Tuesday, September 05, 2006

Metaneurogenesis

Neurogenesis: The creation of new neurons in the brain.

Metaneurogenesis: The physical sensation of your brain growing as you read about neurogenesis.

Via Angelica, this is a simply astonishing article in Seed Magazine about the relatively new, and still a bit heretical field of adult neurogenesis. It's definitely "read the whole thing" material, but to summarize: A few plucky scientists have overturned the long-held belief that primates' brains do not create new neurons as adults. Their discoveries have shown that not only does the brain continue to form new neurons, but that it is immensely susceptible to environmental conditions. Stress and depression in particular retard the growth of new neurons, and this is doubly true in children - young marmosets who've been subjected to youth trauma show their neurological "scars" much later on in life.

As one of the pioneers in the field (Dr. Elizabeth Gould) says:
“Poverty is stress,” she says, with more than a little passion in her voice. “One thing that always strikes me is that when you ask Americans why the poor are poor, they always say it’s because they don’t work hard enough, or don’t want to do better. They act like poverty is a character issue.”

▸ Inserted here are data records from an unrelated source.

PR #856, opened 2019-09-06
Compute V2: Fix not found logic for the flavor access

### LINKED ISSUE #853: Compute V2: Fix not found logic for the flavor access
### Affected Resource(s)
- openstack_compute_flavor_access_v2

### Expected Behavior

If the flavor access doesn't, then terraform has to use the `CheckDeleted` helper.

### Actual Behavior

If the flavor access doesn't exist anymore, it is impossible to remove it from the terraform state:

```
Error: Error removing tenant  access from flavor : Resource not found
```

kayrus:
Resolves #853


kayrus:

PR #857, opened 2019-09-06
Identity V3: Fix not found logic detection for the role assignments

### LINKED ISSUE #854: Identity V3: Fix not found logic detection for the role assignments
### Affected Resource(s)
- openstack_identity_role_assignment_v3

### Expected Behavior

If the role assignment doesn't exist, then terraform has to use the `CheckDeleted` helper.

### Actual Behavior

Terraform doesn't remove the role state, when the role is not found.

kayrus:
Resolves #854


kayrus:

Gould’s work implies that the symptoms of poverty are not simply states of mind; they actually warp the mind. Because neurons are designed to reflect their circumstances, not to rise above them, the monotonous stress of living in a slum literally limits the brain.
Imagine, for a moment, that Al Qaeda were surreptitiously slipping a non-fatal neurotoxin in to the breakfasts of our children every morning that retarded their mental development. Is there anything we wouldn't do to destroy them, anything we wouldn't dare do to protect our children from harm that would stay with them the rest of their lives?

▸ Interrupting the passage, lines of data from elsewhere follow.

PR #861, opened 2019-09-12
Identity: authenticate against identity only, when it is needed

### LINKED ISSUE #860: Auth: reduce an amount of auth requests
### Expected Behavior

Terraform should auth against the identity/keystone only when an action has to be performed.

### Actual Behavior

Each entity of the auth provider authenticates **three times**. See the debug log for a regular data source: https://gist.github.com/kayrus/bc5cee71549a15b61b5972b707b9d025

```hcl
data "openstack_identity_auth_scope_v3" "scope" {
  name = "my_scope"
}
```

### Steps to Reproduce
1. `terraform apply`

### Important Factoids

An *authentication when it is really needed* will also help to resolve the dependency problems, when you create projects and then want terraform to automatically auth inside the just created projects, e.g.

```hcl
resource "openstack_identity_project_v3" "project" {
  name      = "my-cool-project"
  domain_id = "1234567890"
}

provider "openstack" {
  alias = "project_scope"

  auth_url    = "https://identity.local/v3"
  tenant_name = "${openstack_identity_project_v3.project.name}"
}

resource "openstack_networking_network_v2" "network_1" {
  provider = "openstack.project_scope"

  name      = "my-net"
}
```

### References

This can also allow to use an individual provider for dynamic elements, like it is discussed (but not yet supported) here https://github.com/hashicorp/terraform/issues/16967

kayrus:
Resolves #860

### DIFF
--- a/openstack/config.go
+++ b/openstack/config.go
@@ -47,7 +47,12 @@ type Config struct {
 	MaxRetries                  int
 	DisableNoCacheHeader        bool
 
-	OsClient *gophercloud.ProviderClient
+	OsClient      *gophercloud.ProviderClient
+	authOpts      *gophercloud.AuthOptions
+	authenticated bool
+	authFailed    error
+	swClient      *gophercloud.ServiceClient
+	swAuthFailed  error
 }
 
 // LoadAndValidate performs the authentication and initial configuration
@@ -199,19 +204,31 @@ func (c *Config) LoadAndValidate() error {
 		},
 	}
 
-	// If using Swift Authentication, there's no need to validate authentication normally.
-	if !c.Swauth {
-		err = openstack.Authenticate(client, *ao)
-		if err != nil {
-			return err
-		}
-	}
-
 	if c.MaxRetries < 0 {
 		return fmt.Errorf("max_retries should be a positive value")
 	}
 
+	c.authOpts = ao
 	c.OsClient = client
+
+	return nil
+}
+
+func (c *Config) authenticate() error {
+	osMutexKV.Lock("auth")
+	defer osMutexKV.Unlock("auth")
+
+	if c.authFailed != nil {
+		return c.authFailed
+	}
+
+	if !c.authenticated {
+		if err := openstack.Authenticate(c.OsClient, *c.authOpts); err != nil {
+			c.authFailed = err
+			return err
+		}
+		c.authenticated = true
+	}
 
 	return nil
 }
@@ -263,6 +280,10 @@ func (c *Config) getEndpointType() gophercloud.Availability {
 // which interact with the various OpenStack services.
 
 func (c *Config) blockStorageV1Client(region string) (*gophercloud.ServiceClient, error) {
+	if err := c.authenticate(); err != nil {
+		return nil, err
+	}
+
 	client, err := openstack.NewBlockStorageV1(c.OsClient, gophercloud.EndpointOpts{
 		Region:       c.determineRegion(region),
 		Availability: c.getEndpointType(),
@@ -279,6 +300,10 @@ func (c *Config) blockStorageV1Client(region string) (*gophercloud.ServiceClient
 }
 
 func (c *Config) blockStorageV2Client(region string) (*gophercloud.ServiceClient, error) {
+	if err := c.authenticate(); err != nil {
+		return nil, err
+	}
+
 	client, err := openstack.NewBlockStorageV2(c.OsClient, gophercloud.EndpointOpts{
 		Region:       c.determineRegion(region),
 		Availability: c.getEndpointType(),
@@ -295,6 +320,10 @@ func (c *Config) blockStorageV2Client(region string) (*gophercloud.ServiceClient
 }
 
 func (c *Config) blockStorageV3Client(region string) (*gophercloud.ServiceClient, error) {
+	if err := c.authenticate(); err != nil {
+		return nil, err
+	}
+
 	client, err := openstack.NewBlockStorageV3(c.OsClient, gophercloud.EndpointOpts{
 		Region:       c.determineRegion(region),
 		Availability: c.getEndpointType(),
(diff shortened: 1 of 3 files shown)


jtopjian:
> Let me know if you have other concerns.

No new concerns - just more of the same 🙂 

> This is a pretty simple optimization

I humbly disagree. This PR is implementing locking in a position in the code that has a high amount of concurrency. This creates a risk of deadlock scenarios. Have you tested this change using Go's race detector?

In addition, have you looked at other providers for similar implementations?

> When token auth is used, the current logic still auths against the keystone to create a token for a token

This seems like the better problem to solve. I realize there might have to be Gophercloud changes (or some util function?) to help with this, but that's fine.

The result will be similar to what you're proposing here (reduced authentication calls) but decoupled from the provider (thus allowing integration with, say, Vault) and not implementing any sort of locking.

kayrus:
> I humbly disagree. This PR is implementing locking in a position in the code that has a high amount of concurrency. This creates a risk of deadlock scenarios.

I still see no risk here. Do you mean that the lock in the `authenticate` func can deadlock unpredictably? I can use a simple golang mutex if you want to avoid the `github.com/hashicorp/terraform/helper/mutexkv` package usage. It would be great if you can describe the case when it can happen. @majewsky, could you please assist me here? Probably I'm missing some details here.

> Have you tested this change using Go's race detector?

I compiled the binary with the `-race` flag and tested it.

> In addition, have you looked at other providers for similar implementations?

Other providers have different logic, they don't check the credentials during the provider initialization, but only during the resource call. This actually allows to use the code like this:

```hcl
provider "kubernetes" {
  host                   = "${azurerm_kubernetes_cluster.main.kube_config.0.host}"
  username               = "${azurerm_kubernetes_cluster.main.kube_config.0.username}"
  password               = "${azurerm_kubernetes_cluster.main.kube_config.0.password}"
  client_certificate     = "${base64decode(azurerm_kubernetes_cluster.main.kube_config.0.client_certificate)}"
  client_key             = "${base64decode(azurerm_kubernetes_cluster.main.kube_config.0.client_key)}"
  cluster_ca_certificate = "${base64decode(azurerm_kubernetes_cluster.main.kube_config.0.cluster_ca_certificate)}"
}
```

which is not available in current openstack provider.

jtopjian:
> I compiled the binary with the -race flag and tested it.

Can you try running `go test -race ...` on a handful of acceptance tests? This will show code that is susceptible to deadlocks, regardless if a deadlock happened or not.

kayrus:
> Can you try running go test -race ... on a handful of acceptance tests? This will show code that is susceptible to deadlocks, regardless if a deadlock happened or not.

I'll try to find a way to enable this option in openlab tests.

> However, I still think allowing the ability to specify an authenticated token is the best way to go. As I mentioned, this allows the provider to receive an authenticated token from another source, providing flexibility.

this won't help in situations like this:

```hcl
resource "openstack_identity_project_v3" "project" {
  name      = "my-cool-project"
  domain_id = "1234567890"
}

provider "openstack" {
  alias = "project_scope"

  auth_url    = "https://identity.local/v3"
  tenant_name = "${openstack_identity_project_v3.project.name}"
}

resource "openstack_networking_network_v2" "network_1" {
  provider = "openstack.project_scope"

  name      = "my-net"
}
```

jtopjian:
> this won't help in situations like this:

Actually, you _should_ be able to specify a project ID for all network resources and the network resource will be created under the specified project's scope. For the example you gave, you can do this today without this patch.

But for _other_ OpenStack resources (compute, block storage, etc), they do not support the per-resource project scoping - it's a limitation of the OpenStack API. And because of this, this feels like you want to bend Terraform to do something to make up for a deficiency in the OpenStack API.

> I'll try test this race enabled binary on a complex terraform script.

I recommend creating a sufficient staging environment and then running the acceptance test suite with `-race` added to `go test ...`. 

> Having an option to enable this behavior sounds like an overkill. How would you call it?

It can appear overkill, but it would be temporary. Think of it like opting into a beta/testing feature. This provides a way for a larger audience to test something potentially breaking. 

I understand that we have a difference of opinion about the possible negative effects that a change like this can create. This is a matter of risk management. My personal experience has been that as soon as locking mechanisms are added, deadlocks _will_ be reported.

kayrus:
> Actually, you should be able to specify a project ID for all network resources and the network resource will be created under the specified project's scope. For the example you gave, you can do this today without this patch.

JFYI: in certain situations you can have a domain scope only (domain admin, not the whole cluster admin) with an ability to create projects, but not creating resources inside these projects (this is allowed only to the cluster admin). Therefore you have to auth within the new project scope. The network resource was used as an example, there is a number of other openstack resources, which have to be created inside the project within one terraform shot.

jtopjian:
> The network resource was used as an example, there is a number of other openstack resources, which have to be created inside the project within one terraform shot.

I agree. My point was that this seems to be more of a limitation of the OpenStack API of effectively using an admin account or admin API for provisioning.

I feel like there are two use-cases being discussed here:

1. Reduce the amount of authentication calls. This is solvable by modifying Gophercloud or Terraform to be able to use an authenticated token further authentication (rather than providing a token which is exchanged for another token as it currently happens in Terraform).

2. The ability to scope to a new project created in the same Terraform apply. This is a worthwhile feature to have since this can help with standardized workflows for account provisioning. But could this also be achieved by creating a project, creating or obtaining a new scoped token to that new project, and then creating resources? I believe this is something you have been looking at for a while with some other ideas in the past. Unfortunately the combination of OpenStack's lack of flexible admin APIs and Terraform's current feature set seems to make this a difficult thing to implement.

jtopjian:
Also, to be clear: I am not trying to veto or dismiss this PR. All I'm trying to say is that introducing locking needs to be carefully considered. Based on my personal experience, introducing locking, no matter how simple it appears, needs to be reviewed and tested in detail. Either extensive testing needs to be done with `-race` or the ability to opt-in or opt-out of locking should be added in the event that this breaks unidentified / unknown workflows and environments.

kayrus:
@jtopjian no worries, I totally understand your concerns, and I really appreciate your opinion. I need some time to test this. I'll let you know the results as soon as possible.

kayrus:
@jtopjian my local tests showed, that there are no deadlocks or other race issues. I added the `delayed_auth` provider flag and rebased.

jtopjian:
Thank you very much for testing as well as for changing this into more of a "feature flag". This addresses all concerns I have, so I'll let @ozerovandrei take it from here 🙂 

If this does get merged, it might be a good idea to advertise this in the CHANGELOG so users can opt-in to testing it.

kayrus:
recheck

kayrus:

That's what poverty is doing, now, here, today, in Canada. And we yawn.

On a less rant-prone note, the article also notes how lethargic the academy can be to change:
Beginning in 1962, a researcher at MIT named Joseph Altman published several papers claiming that adult rats, cats, and guinea pigs all formed new neurons. Although Altman used the same technique that Rakic [a traditionalist] would later use in monkey brains—the injection of radioactive thymidine—his results were at first ridiculed, then ignored, and soon forgotten.

As a result, the field of neurogenesis vanished before it began. It would be another decade before Michael Kaplan, at the University of New Mexico, would use an electron microscope to image neurons giving birth. Kaplan discovered new neurons everywhere in the mammalian brain, including the cortex. Yet even with this visual evidence, science remained stubbornly devoted to its doctrine. Kaplan remembers Rakic telling him that “Those [cells] may look like neurons in New Mexico, but they don’t in New Haven.” Faced with this debilitating criticism, Kaplan, like Altman before him, abandoned the field of neurogenesis.
We could have been working on this stuff decades ago, and the scientific community ridiculed it out of serious study until the evidence finally piled up to the point where it was indisputable. Scientists will tell you this is responsible, that the community can't chase down every new heresy and accept it without criticism. And they're right. But Kaplan's story makes it clear he wasn't even taken half-seriously, and science paid the price.

Anyway, read the whole thing.

No, really. Read the whole thing.

What are you still doing here? Read the whole thing already.

1 comment:

Anonymous said...

History provided us with loads of examples of scientists getting something right, then being laughed at and disregarded, only to have someone else propose the same idea a hundred years later to great praise. Often times the scientific community or society as a whole just isn't ready for a radical change in thought.

Hopefully this marks a willingness on society's part to accept (or at least begin to accept) the reality of poverty; that it's not a character flaw.

Perhaps more importantly, is this research saying that there's still hope for me?